PR #4747, opened 2017-11-20
Clicking a console link should navigate to the correct line

jasonLaster:
Associated Issue: #3411

### Summary of Changes

When we switched to selectSource accepting a location we missed some call sites. This fixes that an adds a mochitest.

### DIFF
--- a/src/test/mochitest/examples/script-switching-02.js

▬▬▬▬▬▬

§ **Problem to work on**
For each line of the entries that includes "mochitest", show that line.

§ **Output below**
When we switched to selectSource accepting a location we missed some call sites. This fixes that an adds a mochitest.
--- a/src/test/mochitest/examples/script-switching-02.js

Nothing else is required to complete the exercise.